Zinc and selenium are two minerals that also play key roles in immune function, with deficiencies being attributed to a significantly decreased capability of our immune systems to battle against pathogens. Incorporating some beans and legumes, as well as nuts and seeds like squash and pumpkin seeds, as well as cashews, pine nuts, pecans and walnuts.
The mentioned nuts and seeds are also rich in vitamin E; an important dietary component in ensuring a healthy immune system and an optimal immune response. Not only is vitamin E a potent antioxidant but it may also increase the production (when required) of cells related to fighting off infection!

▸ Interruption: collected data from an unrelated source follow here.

PR #4873, opened 2025-06-26
Allow extended unit names for days, hours, minutes, seconds, milliseconds and allow spaces before the unit in expire duration parser

jimtng:
Extend the expire/duration parser syntax to allow optional spaces between the number and its unit and accept alternative units:
- d|day|days
- h|hr|hrs|hour|hours
- m|min|mins|minute|minutes
- s|sec|secs|second|seconds
- ms|millisecond|milliseconds

### DIFF
--- a/bundles/org.openhab.core/src/main/java/org/openhab/core/util/DurationUtils.java
+++ b/bundles/org.openhab.core/src/main/java/org/openhab/core/util/DurationUtils.java
@@ -43,7 +43,7 @@ public class DurationUtils {
             ChronoUnit.SECONDS, ChronoUnit.MILLIS };
 
     /**
-     * Parses a duration string in ISO-8601 format or a custom format like
+     * Parses a duration string in ISO-8601 duration format or a custom format like
      * "1d 1h 15m 30s 500ms".
      *
      * When specifying a duration, the units must be specified in the order of
@@ -62,22 +62,29 @@ public class DurationUtils {
      * <li>'ms|millisecond|milliseconds' for milliseconds.
      * </ul>
      *
-     * Examples:
+     * Examples of valid duration strings:
      * <ul>
      * <li>"1h" represents 1 hour
      * <li>"15m" represents 15 minutes
      * <li>"1h15m" represents 1 day and 15 minutes. It can also be written as "1h 15m", "1 h 15 m", "1 hr 15 mins",
      * "1hour 15 minutes", etc.
      * <li>"1d 1h 30s" represents 1 day, 1 hour, and 30 seconds
-     * <li>"PT1H30M" represents 1 hour and 30 minutes
-     * <li>"PT1D" represents 1 day
      * </ul>
      *
-     * The ISO-8601 format is also supported, but only days, hours, minutes, seconds, and milliseconds.
-     * Specifically, years, months, and weeks are not supported.
-     * For example, "PT1H30M" is valid and represents 1 hour and 30 minutes,
-     * however, "P1M" (1 month) is not supported.
-     * The numbers in the ISO-8601 format must be integers.
+     * The ISO-8601 duration format is supported, but only the following units are recognized:
+     * days, hours, minutes, and seconds.
+     * Units such as years, months, and weeks are not supported.
+     * The number of days, hours and minutes must parse to a long.
+     * The number of seconds must parse to a long with optional fraction.
+     * The decimal point may be either a dot or a comma.
+     * The fractional part may have from zero to 9 digits.
+     *
+     * Examples of ISO-8601 durations:
+     * <ul>
+     * <li>"PT1H30M" represents 1 hour and 30 minutes
+     * <li>"PT1D" represents 1 day
+     * <li>"PT0.5S" represents 0.5 seconds (500 milliseconds)
+     * </ul>
      *
      * @param durationString the string representation of the duration
      * @return a Duration object representing the parsed duration
--- a/bundles/org.openhab.core/src/main/java/org/openhab/core/util/DurationUtils.java
+++ b/bundles/org.openhab.core/src/main/java/org/openhab/core/util/DurationUtils.java
@@ -27,20 +27,29 @@ import org.eclipse.jdt.annotation.NonNullByDefault;
 @NonNullByDefault
 public class DurationUtils {
 
-    private static final Pattern DURATION_PATTERN = Pattern.compile(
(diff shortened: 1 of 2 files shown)


mherwege (approved):
LGTM

bundles/org.openhab.core/src/main/java/org/openhab/core/util/DurationUtils.java
```diff
@@ -0,0 +1,82 @@
...
+/**
+ * Static utility methods that are helpful when dealing with {@link Duration}.
+ *
+ * @author Jimmy Tanagra - Initial contribution
+ */
+@NonNullByDefault
+public class DurationUtils {
+
+    private static final Pattern DURATION_PATTERN = Pattern.compile("""
+            (?:([0-9]+)\\s*(?:d|days?))?
```
andrewfg, line 31: If you google "alternate unit symbol for day" (resp. second, hour, minute, etc.) it suggests "day", "sec", "hr", "min" -- without terminating "s"..

andrewfg: .. perhaps the `s?` in the regex does allow them without the terminating s ??

andrewfg: .. to answer my own question .. yes it does => so LGTM

andrewfg (approved):
LGTM

andrewfg:
@jimtng I did not check it but does this also allow spaces? Presumably meaning spaces between the integer and the unit string. https://github.com/openhab/openhab-core/pull/4868#issuecomment-3003710052 .. as `3 days 2 hrs 1 minute` .. and maybe also `3 days, 2 hrs, 1 minute` with commas would make sense here as well..

jimtng:
> @jimtng I did not check it but does this also allow spaces? Presumably meaning spaces between the integer and the unit string. [#4868 (comment)](https://github.com/openhab/openhab-core/pull/4868#issuecomment-3003710052) .. as `3 days 2 hrs 1 minute` .. and maybe also `3 days, 2 hrs, 1 minute` with commas would make sense here as well..

Spaces are allowed and noted in the initial post: 
> Extend the expire/duration parser syntax to allow optional spaces between the number and its unit and

I will add it to PR title too.

Commas might be problematic, because it's used in expire to separate the duration and the options, e.g. `1h,state=OFF`.
So `1h, 1m, state=OFF` might look a bit strange, assuming we can make the parser correctly handle something like `1h,1m,state=abc,def`

andrewfg:
Perfect. LGTM (again).

jimtng:
rebased to main

andrewfg:
I am not sure if this is a big deal but QuantityType can parse `0.5 h` whereas this code falls over..

jimtng:
The doc stated that it supports long, not float.

Do we want to support float? Maybe? But that would be a new thing.

jimtng:
~~`PT0.5H` would work here btw~~ EDIT: No it doesn't support floating point

mherwege:
> `PT0.5H` would work here btw

Are you sure about this? The Javadoc says these parts of the ISO string should parse to a long (except for the seconds part): https://docs.oracle.com/en/java/javase/21/docs/api/java.base/java/time/Duration.html#parse(java.lang.CharSequence)

jimtng:
> > `PT0.5H` would work here btw
> 
> Are you sure about this? The Javadoc says these parts of the ISO string should parse to a long (except for the seconds part): https://docs.oracle.com/en/java/javase/21/docs/api/java.base/java/time/Duration.html#parse(java.lang.CharSequence)

I stand corrected. it only supports long.

```
jshell> Duration.parse("PT0.5H")
|  Exception java.time.format.DateTimeParseException: Text cannot be parsed to a Duration
|        at Duration.parse (Duration.java:419)
|        at (#2:1)

jshell> Duration.parse("PT5H")
$3 ==> PT5H
```

andrewfg:
Whereas one of the examples on the Oracle doc site shows a case with a float. ???

jimtng:
I have no problem supporting float in the Xh Xm Xs syntax, but perhaps it should go in a separate PR again for granularity. The PR title here is already long as it is.

andrewfg:
I guess either a) allow floats or b) make it clear in the documentation and javadoc that floats are not supported.

mherwege:
> Whereas one of the examples on the Oracle doc site shows a case with a float. ???

Link?

jimtng:
I've added more details in javadoc

andrewfg:
> Link

https://docs.oracle.com/en/java/javase/21/docs/api/java.base/java/time/Duration.html#parse(java.lang.CharSequence)

jimtng:
> > Link
> 
> https://docs.oracle.com/en/java/javase/21/docs/api/java.base/java/time/Duration.html#parse(java.lang.CharSequence)

Heh, I knew I've seen fractions somewhere before. I didn't pay attention to _which_ part can be fractions:

> The number of days, hours and minutes must parse to a long. The number of seconds must parse to a long with optional fraction. The decimal point may be either a dot or a comma. The fractional part may have from zero to 9 digits.

andrewfg:
But as already as ascertained commas are difficult for other reasons.

mherwege:
> Are you sure about this? The Javadoc says these parts of the ISO string should parse to a long **_(except for the seconds part)_**:

jimtng:
Allowing fractions for the duration format might enable complications / confusions. For example, `1.5d 3h`. I guess in that case it's `(1.5 * 24 + 3) hours` but it makes the actual duration not immediately apparent. So I think it isn't the best idea.

With the introduction of `ms` unit, it is not necessary to allow fractions for seconds, and we don't really need higher precision than milliseconds to allow fractional ms, or ns.

mherwege:
> With the introduction of `ms` unit, it is not necessary to allow fractions for seconds, and we don't really need higher precision than milliseconds to allow fractional ms, or ns.

I totally agree. I don't see a reason to complicate this further. If you use an ISO String, you do need the fractional seconds because that's the way the millis are represented in the ISO String. But that will be handled properly. In all other cases, work with longs.

andrewfg:
Ok. LGTM. Again. Again. :)

kaikreuzer:
Sorry, this has slipped through the code freeze. It looks like a very low risk PR, though and I would partially even consider it as a bug fix. Would you agree that we should merge it?

jimtng:
If you're asking me, I'd agree :)

kaikreuzer (approved):

PR #4874, opened 2025-06-27
[rest] Add editable field to metadata

florian-h05:
This is required for the UI to properly handle metadata that is not editable in the UI.

### DIFF
--- a/bundles/org.openhab.core.io.rest.core/src/main/java/org/openhab/core/io/rest/core/internal/item/ItemResource.java
+++ b/bundles/org.openhab.core.io.rest.core/src/main/java/org/openhab/core/io/rest/core/internal/item/ItemResource.java
@@ -75,6 +75,7 @@ import org.openhab.core.items.ItemBuilderFactory;
 import org.openhab.core.items.ItemNotFoundException;
 import org.openhab.core.items.ItemRegistry;
 import org.openhab.core.items.ManagedItemProvider;
+import org.openhab.core.items.ManagedMetadataProvider;
 import org.openhab.core.items.Metadata;
 import org.openhab.core.items.MetadataKey;
 import org.openhab.core.items.MetadataRegistry;
@@ -183,6 +184,7 @@ public class ItemResource implements RESTResource {
     private final LocaleService localeService;
     private final ManagedItemProvider managedItemProvider;
     private final MetadataRegistry metadataRegistry;
+    private final ManagedMetadataProvider managedMetadataProvider;
     private final MetadataSelectorMatcher metadataSelectorMatcher;
     private final SemanticTagRegistry semanticTagRegistry;
     private final TimeZoneProvider timeZoneProvider;
@@ -203,6 +205,7 @@ public class ItemResource implements RESTResource {
             final @Reference LocaleService localeService, //
             final @Reference ManagedItemProvider managedItemProvider,
             final @Reference MetadataRegistry metadataRegistry,
+            final @Reference ManagedMetadataProvider managedMetadataProvider,
             final @Reference MetadataSelectorMatcher metadataSelectorMatcher,
             final @Reference SemanticTagRegistry semanticTagRegistry,
             final @Reference TimeZoneProvider timeZoneProvider) {
@@ -213,6 +216,7 @@ public class ItemResource implements RESTResource {
         this.localeService = localeService;
         this.managedItemProvider = managedItemProvider;
         this.metadataRegistry = metadataRegistry;
+        this.managedMetadataProvider = managedMetadataProvider;
         this.metadataSelectorMatcher = metadataSelectorMatcher;
         this.semanticTagRegistry = semanticTagRegistry;
         this.timeZoneProvider = timeZoneProvider;
@@ -267,7 +271,7 @@ public class ItemResource implements RESTResource {
             Stream<EnrichedItemDTO> itemStream = getItems(type, tags).stream() //
                     .map(item -> EnrichedItemDTOMapper.map(item, false, null, uriBuilder, locale, zoneId)) //
                     .peek(dto -> addMetadata(dto, namespaces, null)) //
-                    .peek(dto -> dto.editable = isEditable(dto.name));
+                    .peek(dto -> dto.editable = isEditable(dto));
             itemStream = dtoMapper.limitToFields(itemStream,
                     "name,label,type,groupType,function,category,editable,groupNames,link,tags,metadata,commandDescription,stateDescription");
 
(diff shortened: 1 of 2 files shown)


spacemanspiff2007:
I've always thought that metadata is editable even when defined in a file.
Is this not the case any more?

florian-h05:
Metadata defined from files is provided by the `GenericMetadataProvider`. This provider does not support modifying its metadata during runtime.
If you "edit" such metadata in the UI, it is added to the `ManagedMetadataProvider`.
Now you have to providers trying to provide the same thing, what you receive depends on who comes first, which very likely is not deterministic due to the partly undeterministic startup.

I have just tried to edit metadata provided through .items file from the UI, my changes are not visible/effective though I have saved them several times.

rkoshak:
It may be the case this has been broken for some time and I've not noticed it, but it used to be possible to add/edit metadata defined in files. I took advantage of this fact in several different ways back when OHRT was Python instead of JavaScript. 

It may have been a trick of timing and I lucked out, but it worked for me.

I personally don't do this anymore, so there's no impact on me personally, but I just helped someone on the forum the other day who wanted to edit metadata from a rule and was unable to because the metadata is first defined in .items files. 

I'm not sure what the correct answer is, but this approaches a breaking change, though maybe it's already changed since that users on the forum already can't do it? that doesn't mean it shouldn't be fixed, just care needs to be taken.

florian-h05:
> I'm not sure what the correct answer is, but this approaches a breaking change, though maybe it's already changed since that users on the forum already can't do it? that doesn't mean it shouldn't be fixed, just care needs to be taken.

This PR doesn't change the core behaviour, it only allows the UI to properly handle it and thus avoid confusing users.
I for my part never overwrote metadata from the UI since I never expected this to work, but I have to admit I am aware of the implementation, which is not the case for most users.
Anyway, even if the change in UI behaviour (not allowing to edit file-provided metadata anymore) is considered breaking, 5.0 is the time to break things ;-)

rkoshak:
But users don't like it when you take away capabilities, even if they never really worked reliably in the first place.

florian-h05:
That's a good point, but having users confused or unsatisfied if it doesn't work reliably in the first place also is not great.

Keep in mind users can still add metadata through the UI to file-based Items, just don't overwrite what's defined in the file.
I will also do it in a way users can still try out changes to the widget metadata, just not allowing them to click save in the UI.

rkoshak:
If possible, some looking into the error thrown when one tries to write to a read only metadata from a rule could be more clear. 

The user I helped on the forum got a "does not exist" error when trying to use `replaceMetadata()` from a rule, which really made no sense at the time. The metadata existed, it just wasn't writeable. I didn't look all the way down in the code, but I think the error was generated in Java, not OH, so here is where it should be addressed. But I could be long, I only briefly looked.

florian-h05:
> The user I helped on the forum got a "does not exist" error when trying to use replaceMetadata() from a rule, which really made no sense at the time. The metadata existed, it just wasn't writeable.

Did the user get an error or a warning?

In case of the warning, I can explain what happened. replaceMetadata() in openhab-js queries the MetadataRegistry for the metadata, and depending on whether null or Metadata is returned, metadataRegistry.update() or metadataRegistry.add(). If you call metadataRegistry.update(), managedMetadataProvider.update() is called under the hood, and this one logs a warning if it cannot find the updated metadata in its storage.

kaikreuzer:
This change is not breaking anything - so if anybody thinks the UI should allow editing file-defined metadata, the discussion should be continued on https://github.com/openhab/openhab-webui/pull/3250.

ghys:
I just wanted to add my experience when dealing with this issue, when I was building the Main UI.

Adding JSONDB (ie. managed) metadata to .items-files defined items was always technically a possibility indeed, and even a use case (for instance, you might prefer to define your item in an .items file, but add Alexa or Siri or Google Assistant metadata to it with the UI because it's more convenient - you get lists of options to choose from etc.)

And external tools could even add metadata in some namespaces to your items through the API, no matter how they were defined.

There was some confusion when you had both unmanaged and managed metadata added to an item for a particular namespace - shouldn't happen, but which would take precedence if it were the case? It was never clear, you'd have to look into the code for that.

Also since the items and metadata are managed pretty much separately, what happens when you change the .items files (rename, delete items, shuffle them around) but the managed data remains the same? You delete ItemB and rename ItemA to ItemB, and suddenly the managed metadata attached to the former ItemB gets attached to the newly renamed ItemA. You might think it's okay, when you're aware of this, but will everyone get this?

rkoshak:
> https://github.com/openhab/openhab-webui/pull/3250

What about editing it from rules? Personally that's my main concern. If we can no longer modify metadata defined in .items files from rules, that *is* a breaking change. But it's maybe a breaking change that has already been made? If not, it's definitely made now this has been merged, and it needs to be included in the list of breaking changes in the release notes. 

> Did the user get an error or a warning?

It was reported as an error, but they never posted the full log statement so maybe it was a warning. In the JS Scripting call to `replaceMetadata` it reported a "does not exist" log message.

https://community.openhab.org/t/js-replacemetadata/164646

> Could not update element with key expectedState:EG_Kueche_Beschattung_West in ManagedMetadataProviderImpl, because it does not exist.

florian-h05:
> Adding JSONDB (ie. managed) metadata to .items-files defined items was always technically a possibility indeed, and even a use case (for instance, you might prefer to define your item in an .items file, but add Alexa or Siri or Google Assistant metadata to it with the UI because it's more convenient - you get lists of options to choose from etc.)

This is still possible.

> There was some confusion when you had both unmanaged and managed metadata added to an item for a particular namespace - shouldn't happen, but which would take precedence if it were the case? It was never clear, you'd have to look into the code for that.

Main UI doesn't allow saving metadata through the UI anymore if that metadata has been created from files, so this shouldn't happen anymore.

> What about editing it from rules? Personally that's my main concern. If we can no longer modify metadata defined in .items files from rules, that is a breaking change. But it's maybe a breaking change that has already been made? 

I checked the code of both `AbstractManagedProvider::update` (where the "does not exist" log message comes from) and `AbstractRegistry::update` (which is called by openhab-js `replaceMetadata` if the metadata already exists), in both cases the code hasn't been touched since a37cceab6767313e1b99643739bdc450428dcbde in Jan 2019.
I hence can't imagine how it should have been possible to edit metadata defined in .items files from rules.

> If not, it's definitely made now this has been merged, and it needs to be included in the list of breaking changes in the release notes.

Again: This PR does change nothing wrt to rules, all it does is to add an additional field to the REST response so the UI knows wheter metadata is editable or not.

Other important lifestyle considerations to make our ensuring you're getting adequate sleep, exercise and managing your stress. When one or more of these falls to the wayside we can become more immuno-compromised.
We do hope this gives you all a bit more clarity on the subject of immunity and how to support and promote a strong immune system during these slightly more testing times. Remember to also maintain proper hygiene practices and use common sense; if you're sick stay at home, cover your mouth when coughing and wash your hands!